[Dataset entries]
■ ■ ■ ■
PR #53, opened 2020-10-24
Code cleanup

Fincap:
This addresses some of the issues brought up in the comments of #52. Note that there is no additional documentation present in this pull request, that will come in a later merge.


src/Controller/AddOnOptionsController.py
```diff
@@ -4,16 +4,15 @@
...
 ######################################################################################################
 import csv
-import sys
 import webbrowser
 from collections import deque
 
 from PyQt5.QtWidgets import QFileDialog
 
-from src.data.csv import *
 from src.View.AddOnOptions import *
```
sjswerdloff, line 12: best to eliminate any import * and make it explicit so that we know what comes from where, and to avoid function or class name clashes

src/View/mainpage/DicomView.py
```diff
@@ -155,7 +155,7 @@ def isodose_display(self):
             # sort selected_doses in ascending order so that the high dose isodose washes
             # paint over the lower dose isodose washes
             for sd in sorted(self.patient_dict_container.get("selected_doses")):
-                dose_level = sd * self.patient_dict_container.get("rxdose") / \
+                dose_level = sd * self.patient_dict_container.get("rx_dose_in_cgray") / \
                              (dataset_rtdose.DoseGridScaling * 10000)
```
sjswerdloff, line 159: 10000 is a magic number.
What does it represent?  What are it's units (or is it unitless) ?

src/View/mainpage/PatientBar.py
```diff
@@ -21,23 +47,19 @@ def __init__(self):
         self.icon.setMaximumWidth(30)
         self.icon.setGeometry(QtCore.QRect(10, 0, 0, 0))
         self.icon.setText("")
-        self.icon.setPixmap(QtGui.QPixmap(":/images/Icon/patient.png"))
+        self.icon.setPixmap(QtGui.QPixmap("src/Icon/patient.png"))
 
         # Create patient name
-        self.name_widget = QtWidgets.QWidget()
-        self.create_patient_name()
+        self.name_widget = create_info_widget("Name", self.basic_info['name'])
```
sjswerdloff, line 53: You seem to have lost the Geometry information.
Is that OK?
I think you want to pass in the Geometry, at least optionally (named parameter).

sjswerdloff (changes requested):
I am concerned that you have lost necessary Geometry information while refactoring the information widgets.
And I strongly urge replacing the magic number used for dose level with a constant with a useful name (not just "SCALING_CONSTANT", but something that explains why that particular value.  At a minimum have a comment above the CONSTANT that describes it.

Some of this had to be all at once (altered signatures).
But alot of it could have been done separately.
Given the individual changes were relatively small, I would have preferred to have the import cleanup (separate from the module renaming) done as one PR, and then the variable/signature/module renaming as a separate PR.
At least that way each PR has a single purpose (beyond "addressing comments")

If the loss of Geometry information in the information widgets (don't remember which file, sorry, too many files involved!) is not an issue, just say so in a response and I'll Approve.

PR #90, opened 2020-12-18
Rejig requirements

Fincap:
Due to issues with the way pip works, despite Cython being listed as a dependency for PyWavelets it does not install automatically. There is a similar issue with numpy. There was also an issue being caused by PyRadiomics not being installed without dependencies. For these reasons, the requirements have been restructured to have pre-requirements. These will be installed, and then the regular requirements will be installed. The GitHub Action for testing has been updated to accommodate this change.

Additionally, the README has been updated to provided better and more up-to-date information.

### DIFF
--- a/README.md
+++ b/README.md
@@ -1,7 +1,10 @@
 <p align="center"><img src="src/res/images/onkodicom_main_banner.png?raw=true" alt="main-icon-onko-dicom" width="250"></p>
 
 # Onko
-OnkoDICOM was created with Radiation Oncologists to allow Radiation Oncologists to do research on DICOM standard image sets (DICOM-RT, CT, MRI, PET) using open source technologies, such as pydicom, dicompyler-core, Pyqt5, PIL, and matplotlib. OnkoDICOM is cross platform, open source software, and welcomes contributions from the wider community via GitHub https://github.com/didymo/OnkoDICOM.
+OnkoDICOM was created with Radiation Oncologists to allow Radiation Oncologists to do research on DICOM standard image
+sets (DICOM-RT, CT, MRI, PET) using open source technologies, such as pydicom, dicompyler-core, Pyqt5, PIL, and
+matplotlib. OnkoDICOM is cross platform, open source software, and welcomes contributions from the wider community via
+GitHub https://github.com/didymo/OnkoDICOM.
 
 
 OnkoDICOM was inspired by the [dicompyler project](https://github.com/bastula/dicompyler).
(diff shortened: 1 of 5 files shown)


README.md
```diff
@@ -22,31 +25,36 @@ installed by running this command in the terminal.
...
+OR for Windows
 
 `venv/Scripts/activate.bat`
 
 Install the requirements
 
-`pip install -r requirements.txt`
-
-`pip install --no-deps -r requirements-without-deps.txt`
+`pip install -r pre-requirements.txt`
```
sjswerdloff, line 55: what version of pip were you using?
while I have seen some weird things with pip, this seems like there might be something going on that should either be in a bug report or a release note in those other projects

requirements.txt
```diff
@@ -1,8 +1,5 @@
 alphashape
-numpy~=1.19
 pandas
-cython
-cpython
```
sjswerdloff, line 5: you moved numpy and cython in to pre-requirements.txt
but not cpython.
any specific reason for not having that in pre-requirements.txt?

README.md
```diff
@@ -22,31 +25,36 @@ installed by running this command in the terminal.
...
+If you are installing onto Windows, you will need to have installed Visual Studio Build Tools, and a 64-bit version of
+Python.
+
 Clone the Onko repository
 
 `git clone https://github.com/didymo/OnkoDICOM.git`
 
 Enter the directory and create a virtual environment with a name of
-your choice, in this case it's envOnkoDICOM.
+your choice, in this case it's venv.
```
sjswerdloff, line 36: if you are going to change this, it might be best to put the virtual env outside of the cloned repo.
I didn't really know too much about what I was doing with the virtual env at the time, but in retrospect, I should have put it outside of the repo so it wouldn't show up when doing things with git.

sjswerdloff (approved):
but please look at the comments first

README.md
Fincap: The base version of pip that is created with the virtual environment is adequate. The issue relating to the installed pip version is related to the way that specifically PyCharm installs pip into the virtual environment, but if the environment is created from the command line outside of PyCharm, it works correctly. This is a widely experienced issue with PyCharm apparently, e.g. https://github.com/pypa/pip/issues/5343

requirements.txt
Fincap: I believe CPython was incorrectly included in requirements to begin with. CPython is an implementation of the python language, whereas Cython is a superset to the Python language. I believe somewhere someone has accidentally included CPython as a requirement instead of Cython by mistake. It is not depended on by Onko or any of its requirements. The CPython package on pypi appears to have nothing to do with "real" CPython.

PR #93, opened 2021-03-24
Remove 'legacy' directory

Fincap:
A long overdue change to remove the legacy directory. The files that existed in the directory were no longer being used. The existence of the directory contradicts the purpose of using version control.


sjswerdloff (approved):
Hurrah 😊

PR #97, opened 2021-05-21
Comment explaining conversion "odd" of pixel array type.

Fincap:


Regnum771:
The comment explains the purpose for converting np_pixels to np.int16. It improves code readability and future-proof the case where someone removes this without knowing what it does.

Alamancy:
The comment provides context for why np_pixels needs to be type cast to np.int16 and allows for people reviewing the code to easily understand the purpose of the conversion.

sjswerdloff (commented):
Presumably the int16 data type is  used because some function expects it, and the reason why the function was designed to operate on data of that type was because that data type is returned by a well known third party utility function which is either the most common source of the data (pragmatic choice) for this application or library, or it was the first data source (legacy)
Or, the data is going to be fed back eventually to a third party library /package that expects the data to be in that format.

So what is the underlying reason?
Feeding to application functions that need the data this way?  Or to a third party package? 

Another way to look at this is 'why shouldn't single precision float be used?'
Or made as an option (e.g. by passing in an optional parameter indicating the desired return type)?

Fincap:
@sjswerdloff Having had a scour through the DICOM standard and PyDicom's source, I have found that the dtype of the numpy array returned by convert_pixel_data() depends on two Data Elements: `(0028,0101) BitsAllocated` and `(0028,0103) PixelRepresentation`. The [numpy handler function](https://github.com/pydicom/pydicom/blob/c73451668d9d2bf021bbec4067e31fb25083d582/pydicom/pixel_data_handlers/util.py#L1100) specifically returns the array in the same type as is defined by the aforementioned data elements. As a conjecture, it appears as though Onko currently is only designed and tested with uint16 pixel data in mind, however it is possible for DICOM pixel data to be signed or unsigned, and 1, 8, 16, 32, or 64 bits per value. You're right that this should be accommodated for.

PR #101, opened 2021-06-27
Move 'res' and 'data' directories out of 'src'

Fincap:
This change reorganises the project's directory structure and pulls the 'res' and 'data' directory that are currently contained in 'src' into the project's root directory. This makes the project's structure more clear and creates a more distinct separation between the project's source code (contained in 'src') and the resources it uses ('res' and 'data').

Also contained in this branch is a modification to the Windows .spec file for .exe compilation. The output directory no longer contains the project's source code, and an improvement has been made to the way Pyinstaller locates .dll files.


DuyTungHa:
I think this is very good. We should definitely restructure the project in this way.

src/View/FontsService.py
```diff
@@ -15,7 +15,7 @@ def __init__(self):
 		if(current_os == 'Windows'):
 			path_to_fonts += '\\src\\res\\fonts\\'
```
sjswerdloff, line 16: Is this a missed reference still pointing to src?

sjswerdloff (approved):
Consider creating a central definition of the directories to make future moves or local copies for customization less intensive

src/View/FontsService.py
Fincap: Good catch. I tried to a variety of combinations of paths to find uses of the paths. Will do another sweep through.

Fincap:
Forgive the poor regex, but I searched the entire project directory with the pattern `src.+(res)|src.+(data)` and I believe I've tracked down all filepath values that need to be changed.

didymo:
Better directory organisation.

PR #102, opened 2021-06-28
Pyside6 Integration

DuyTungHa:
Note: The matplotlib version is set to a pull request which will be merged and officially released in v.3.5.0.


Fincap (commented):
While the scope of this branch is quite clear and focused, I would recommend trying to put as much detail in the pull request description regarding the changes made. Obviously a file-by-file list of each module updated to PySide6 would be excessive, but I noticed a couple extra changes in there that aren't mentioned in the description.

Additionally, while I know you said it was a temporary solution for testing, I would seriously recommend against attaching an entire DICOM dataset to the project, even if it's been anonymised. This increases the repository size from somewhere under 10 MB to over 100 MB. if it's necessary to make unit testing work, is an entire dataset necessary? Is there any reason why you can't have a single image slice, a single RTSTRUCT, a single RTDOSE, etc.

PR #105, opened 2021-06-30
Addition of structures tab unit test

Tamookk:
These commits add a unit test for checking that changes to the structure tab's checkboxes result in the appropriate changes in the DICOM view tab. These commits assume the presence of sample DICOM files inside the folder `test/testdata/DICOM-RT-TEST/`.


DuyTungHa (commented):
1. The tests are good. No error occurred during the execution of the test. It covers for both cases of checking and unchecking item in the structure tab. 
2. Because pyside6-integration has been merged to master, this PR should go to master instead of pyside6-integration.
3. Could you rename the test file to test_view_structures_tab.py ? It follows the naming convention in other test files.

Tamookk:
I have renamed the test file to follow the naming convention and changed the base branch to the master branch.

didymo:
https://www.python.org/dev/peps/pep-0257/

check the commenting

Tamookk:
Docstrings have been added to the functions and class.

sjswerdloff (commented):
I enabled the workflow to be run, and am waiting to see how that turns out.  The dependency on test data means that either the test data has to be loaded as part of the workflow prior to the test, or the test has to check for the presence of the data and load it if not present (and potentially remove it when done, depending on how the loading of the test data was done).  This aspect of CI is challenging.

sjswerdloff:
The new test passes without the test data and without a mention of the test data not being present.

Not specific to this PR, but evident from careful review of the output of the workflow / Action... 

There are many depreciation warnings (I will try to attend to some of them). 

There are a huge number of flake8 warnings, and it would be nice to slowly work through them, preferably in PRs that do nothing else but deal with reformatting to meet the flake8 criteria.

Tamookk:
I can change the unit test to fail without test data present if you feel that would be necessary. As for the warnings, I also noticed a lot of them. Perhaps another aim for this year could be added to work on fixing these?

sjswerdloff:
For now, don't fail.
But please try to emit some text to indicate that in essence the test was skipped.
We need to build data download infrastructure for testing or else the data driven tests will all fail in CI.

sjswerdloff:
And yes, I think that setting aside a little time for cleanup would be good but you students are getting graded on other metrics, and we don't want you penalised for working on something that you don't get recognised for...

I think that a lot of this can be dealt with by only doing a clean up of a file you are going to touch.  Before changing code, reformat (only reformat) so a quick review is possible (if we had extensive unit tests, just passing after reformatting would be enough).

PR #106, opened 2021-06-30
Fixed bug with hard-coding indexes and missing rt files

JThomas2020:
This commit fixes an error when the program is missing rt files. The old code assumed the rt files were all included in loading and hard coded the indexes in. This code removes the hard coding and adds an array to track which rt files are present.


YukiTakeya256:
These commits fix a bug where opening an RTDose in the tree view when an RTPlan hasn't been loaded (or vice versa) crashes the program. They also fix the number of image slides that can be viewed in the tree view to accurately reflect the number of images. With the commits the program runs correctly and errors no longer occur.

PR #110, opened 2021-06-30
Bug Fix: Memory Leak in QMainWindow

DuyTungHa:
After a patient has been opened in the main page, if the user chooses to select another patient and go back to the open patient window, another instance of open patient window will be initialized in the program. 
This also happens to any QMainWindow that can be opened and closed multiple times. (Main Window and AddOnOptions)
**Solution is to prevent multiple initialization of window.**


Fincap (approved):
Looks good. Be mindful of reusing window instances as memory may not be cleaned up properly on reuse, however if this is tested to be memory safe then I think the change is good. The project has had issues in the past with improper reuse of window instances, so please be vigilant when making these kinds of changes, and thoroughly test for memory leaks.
■ ■ ■ ■
■ **YOUR ASSIGNMENT**:
Could you return exactly the lines above from the line with "We need to build" to the line with "This also happens", both included, and nothing else?

■ **SOLVED PROBLEM**:
We need to build data download infrastructure for testing or else the data driven tests will all fail in CI.

sjswerdloff:
And yes, I think that setting aside a little time for cleanup would be good but you students are getting graded on other metrics, and we don't want you penalised for working on something that you don't get recognised for...

I think that a lot of this can be dealt with by only doing a clean up of a file you are going to touch.  Before changing code, reformat (only reformat) so a quick review is possible (if we had extensive unit tests, just passing after reformatting would be enough).

PR #106, opened 2021-06-30
Fixed bug with hard-coding indexes and missing rt files

JThomas2020:
This commit fixes an error when the program is missing rt files. The old code assumed the rt files were all included in loading and hard coded the indexes in. This code removes the hard coding and adds an array to track which rt files are present.


YukiTakeya256:
These commits fix a bug where opening an RTDose in the tree view when an RTPlan hasn't been loaded (or vice versa) crashes the program. They also fix the number of image slides that can be viewed in the tree view to accurately reflect the number of images. With the commits the program runs correctly and errors no longer occur.

PR #110, opened 2021-06-30
Bug Fix: Memory Leak in QMainWindow

DuyTungHa:
After a patient has been opened in the main page, if the user chooses to select another patient and go back to the open patient window, another instance of open patient window will be initialized in the program. 
This also happens to any QMainWindow that can be opened and closed multiple times. (Main Window and AddOnOptions)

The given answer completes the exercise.